Movement data was collected through smartwatches to monitor motor competence in subjects with Parkinson's Disease (PD). The data set collected for the Monipar study consists of triaxial acceleration data from 21 subjects with PD and 7 healthy control subjects when performing a set of physical exercises while wearing an off-the-shelf smartwatch. Each participant performed the complete set of eight exercises once a week, commonly on the same day and at a similar time. Three Matlab files are provided that contain the raw data of the experimental subgroups: (1) Supervised, (2) Remote, and (3) Healthy control. Additionally, two Matlab files are provided containing the Tremor Labels for selected subjects in the experimental subgroups: (1) Supervised and (2) Remote.

While the implementation of the experimental protocol for collecting movement data followed a consistent approach for all participants, three distinct experimental subgroups were established:

Remote group: This subgroup consisted of individuals diagnosed with Parkinson's disease (PD) who completed the experimental protocol at their regular PD association.

Supervised group: This subgroup comprised PD patients who underwent the experimental protocol under circumstances similar to the remote group. Additionally, clinical scoring (MDS-UPDRS) is reported for this group in the file "MONIPAR SUBJECTS DATA.xlsx"

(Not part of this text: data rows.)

PR #1484, opened 2023-10-25
Fail fast if we cannot determine kubelet version

dims:
kubelet is likely to fail when there is a mismatch with GLIBC that is in the image vs the one golang uses to build the kubelet. So fail the image right away when this happens as this specific kubelet binary will NOT work in any instance started with this image.
```
2023-10-25T10:11:38-04:00:     amazon-ebs: kubelet: /lib64/libc.so.6: version `GLIBC_2.32' not found (required by kubelet)
2023-10-25T10:11:38-04:00:     amazon-ebs: kubelet: /lib64/libc.so.6: version `GLIBC_2.34' not found (required by kubelet)
```

**Issue #, if available:**

**Description of changes:**

**Testing Done**

### DIFF
--- a/scripts/generate-version-info.sh
+++ b/scripts/generate-version-info.sh
@@ -16,8 +16,19 @@ OUTPUT_FILE="$1"
 sudo rpm --query --all --queryformat '\{"%{NAME}": "%{VERSION}-%{RELEASE}"\}\n' | jq --slurp --sort-keys 'add | {packages:(.)}' > "$OUTPUT_FILE"
 
 # binaries
-echo $(jq ".binaries.kubelet = \"$(kubelet --version | awk '{print $2}')\"" $OUTPUT_FILE) > $OUTPUT_FILE
-echo $(jq ".binaries.awscli = \"$(aws --version | awk '{print $1}' | cut -d '/' -f 2)\"" $OUTPUT_FILE) > $OUTPUT_FILE
+KUBELET_VERSION=$(kubelet --version | awk '{print $2}')
+if [ "$?" != 0 ]; then
+  echo "unable to get kubelet version"
+  exit 1
+fi
+echo $(jq ".binaries.kubelet = \"$KUBELET_VERSION\"" $OUTPUT_FILE) > $OUTPUT_FILE
+
+CLI_VERSION=$(aws --version | awk '{print $1}' | cut -d '/' -f 2)
+if [ "$?" != 0 ]; then
+  echo "unable to get aws cli version"
+  exit 1
+fi
+echo $(jq ".binaries.awscli = \"$CLI_VERSION\"" $OUTPUT_FILE) > $OUTPUT_FILE
 
 # cached images
 if systemctl is-active --quiet containerd; then


dims:
Not a theoretical problem... see https://storage.googleapis.com/kubernetes-jenkins/logs/ci-cgroupv1-containerd-node-e2e-ec2-eks/1717075170234994688/artifacts/i-0a28d6418f87301ac-system.log

dims:
cc @cartermckinnon

scripts/generate-version-info.sh
```diff
@@ -16,8 +16,17 @@ OUTPUT_FILE="$1"
 sudo rpm --query --all --queryformat '\{"%{NAME}": "%{VERSION}-%{RELEASE}"\}\n' | jq --slurp --sort-keys 'add | {packages:(.)}' > "$OUTPUT_FILE"
 
 # binaries
-echo $(jq ".binaries.kubelet = \"$(kubelet --version | awk '{print $2}')\"" $OUTPUT_FILE) > $OUTPUT_FILE
-echo $(jq ".binaries.awscli = \"$(aws --version | awk '{print $1}' | cut -d '/' -f 2)\"" $OUTPUT_FILE) > $OUTPUT_FILE
+KUBELET_VERSION=$(kubelet --version | awk '{print $2}')
+if [ "$?" != 0 ]; then
+  echo "unable to get kubelet version"
+fi
+echo $(jq ".binaries.kubelet = \"$KUBELET_VERSION\"" $OUTPUT_FILE) > $OUTPUT_FILE
```
mmerkes, line 23: Isn't this just failing in the same way, but with a different log?

scripts/generate-version-info.sh
```diff
@@ -16,8 +16,17 @@ OUTPUT_FILE="$1"
 sudo rpm --query --all --queryformat '\{"%{NAME}": "%{VERSION}-%{RELEASE}"\}\n' | jq --slurp --sort-keys 'add | {packages:(.)}' > "$OUTPUT_FILE"
 
 # binaries
-echo $(jq ".binaries.kubelet = \"$(kubelet --version | awk '{print $2}')\"" $OUTPUT_FILE) > $OUTPUT_FILE
-echo $(jq ".binaries.awscli = \"$(aws --version | awk '{print $1}' | cut -d '/' -f 2)\"" $OUTPUT_FILE) > $OUTPUT_FILE
+KUBELET_VERSION=$(kubelet --version | awk '{print $2}')
+if [ "$?" != 0 ]; then
```
mmerkes, line 20: Will we ever get here since the script is set to fail on errors?

scripts/generate-version-info.sh
dims: currently it is not failing when `kubelet --version` fails as it is earlier in the pipe (even though we set `pipefail`), the `errexit` does not kick in either. so we have to check this explicitly

scripts/generate-version-info.sh
dims: script doesn't fail, that's the problem. (also see above)

mmerkes: Right, but if it gets here, it's still not going to fail, right?

dims: sorry missed the exit (didn't push it)

mmerkes (approved):
LGTM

Healthy control group: This subgroup consisted of healthy participants who performed exercises under the supervision of research project team members.

Data was collected using a sample rate of 50Hz and expressed in m/s^2.

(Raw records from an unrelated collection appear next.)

Issue #1486, opened 2023-10-26
Have cri-tools installed and configured


reegnz:
**What would you like to be added**:
Install cri-tools and configure it with /etc/crictl.yaml.

Previously there was an issue that requested this (#797) but it was closed by a change that introduced nerdctl instead.
AFAICT amazon-linux does have a cri-tools package, so installing it should be trivial.

**Why is this needed**:

Crictl is the officially documented tooling for kubernetes to troubleshoot nodes: https://kubernetes.io/docs/tasks/debug/debug-cluster/crictl/

Nerdctl does not have a concept of pods, while crictl does. This allows continuing to use pod semantics when troubleshooting within on a node using crictl vs using nerdctl and figuring out which containers belong to which pod (not terribly difficult, but still an extra step).
 
Having nerdctl on the nodes is nice and I think it belongs with any containerd installation by default, but the nodes are k8s nodes, missing capabilities that crictl does add, which is pod-aware semantics during troubleshooting.

Additional notes:

nerdctl is not properly configured on a node, `nerdctl ps` doesn't list anything, you have to use `nerdctl --namespace="k8s.io" ps`. I'll open a separate ticket to fix that as well, because on a k8s node one would expect nerdctl to default to the kubernetes pods namespace.

alvaroaleman:
+1 on this

`crictl` is the tool recommended by upstream Kubernetes to debug node issues: https://kubernetes.io/docs/tasks/debug/debug-cluster/crictl/

It is hard to understand that EKS nodes by default have a non-working version of a non-standard tool but do not have the standard tool recommended by upstream.

cartermckinnon:
1. This was already added: https://github.com/awslabs/amazon-eks-ami/blob/c5132e9b1cc342de477b7347ec62efed82d42ceb/templates/al2/provisioners/install-worker.sh#L152
2. `nerdctl` works fine, its default config was improved in: https://github.com/awslabs/amazon-eks-ami/pull/1488

`nerdctl` is an official CLI for `containerd` with (IMO) much better ergonomics than `crictl`; but it can definitely be helpful to have `crictl`. 👍

mihuross:
AL2023 is missing the cri-tools

cartermckinnon:
@mihuross fixing that in https://github.com/awslabs/amazon-eks-ami/pull/2162 👍

cartermckinnon:
[...]

PR #1489, opened 2023-10-26
Add cri-tools

reegnz:
This allows using the crictl cli tool on worker nodes.

**Issue #, if available:**

#1486

**Description of changes:**

Installing cri-tools ensures that crictl is available on the worker nodes.
crictl is the official 1st party kubernetes tool to interact with the container runtime in a runtime-agnostic way.
It is also pod-aware so troubleshooting pods running on a node is made easier.

**Testing Done**

Performed the same commands to install and configure crictl on a worker.
Running `crictl pods` and `crictl ps` works as expected.


cartermckinnon:
There's more discussion in #1235.

The `cri-tools` README was updated since then to have more firm guidance around compatibility: https://github.com/kubernetes-sigs/cri-tools#compatibility-matrix-cri-tools--kubernetes

> It's recommended to use the same cri-tools and Kubernetes minor version, because new features added to the Container Runtime Interface (CRI) may not be fully supported if they diverge.

With k8s >= 1.27 needing cri-tools >= 1.27, and earlier k8s needing cri-tools <= 1.26.

So we can't just install the latest version of cri-tools from the AL repo. We also can't guarantee that the necessary version of cri-tools is available in the repo for current or future k8s versions.

reegnz:
Nice catch @cartermckinnon , had that in the back of my mind but lost that by the time I opened the PR. 😅

Will adjust the logic to take that into consideration.

reegnz:
So the package being installed currently is coming from the `amzn2-core` repository:
```
[root@ip-10-80-140-61 /]# yum --showduplicates list cri-tools | expand
Available Packages
cri-tools.x86_64                  1.25.0-1.amzn2.0.1                  amzn2-core
cri-tools.x86_64                  1.26.1-1.amzn2.0.1                  amzn2-core
cri-tools.x86_64                  1.26.1-1.amzn2.0.2                  amzn2-core
```

@cartermckinnon it seems like the amzn2-core repo doesn't provide a version for 1.27 and up. Could you please escalate to the amazon-linux team so they also package up the 1.27 version?

Alternatively, we could bring in google's repo, which has all versions of cri-tools available: https://packages.cloud.google.com/yum/repos/kubernetes-el7-x86_64

As for version pinning, I'm not 100% familiar with how yum does it.

AFAICT you can install with `yum install cri-tools-1.26.1` but then you don't get updates if there's a hotfix. Alternatively you can `yum instl cri-tools < 1.27` but I'm unsure how it works with upgrades, although during AMI build it would likely always pick the latest version matching the constraint if that version is available.

reegnz:
Ironically, the google yum repo also doesn't have a 1.27 package. 😅 
So I think this is a hard blocker to use cri-tools if nobody else has made any yum packages available either...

Check the "Monipar_README.txt" file for details about this dataset. Further details are contained in the following reference -- if you use this dataset, please cite:

Sigcha, L., Polvorinos-Fernández, C., Costa, N., Costa, S., Arezes, P., Gago, M., ... & Pavón, I. "Monipar: Movement data collection tool to monitor motor symptoms in Parkinson's disease using smartwatches and smartphones". Frontiers in Neurology, 14, 1326640. https://doi.org/10.3389/fneur.2023.1326640

References:

Sigcha, L. et al. (2022). Bradykinesia Detection in Parkinson's Disease Using Smartwatches' Inertial Sensors and Deep Learning Methods. Sensors 11, 3879

Sigcha, L. et al. (2021). Automatic Resting Tremor Assessment in Parkinson's Disease Using Smartwatches and Multitask Convolutional Neural Networks. Sensors 21, 291.

Funding:

This research was funded by the following projects:

(1) "Tecnologías Capacitadoras para la Asistencia, Seguimiento y Rehabilitación de Pacientes con Enfermedad de Parkinson". Centro Internacional sobre el envejecimiento, CENIE (código 0348_CIE_6_E) Interreg V-A España-Portugal (POCTEP).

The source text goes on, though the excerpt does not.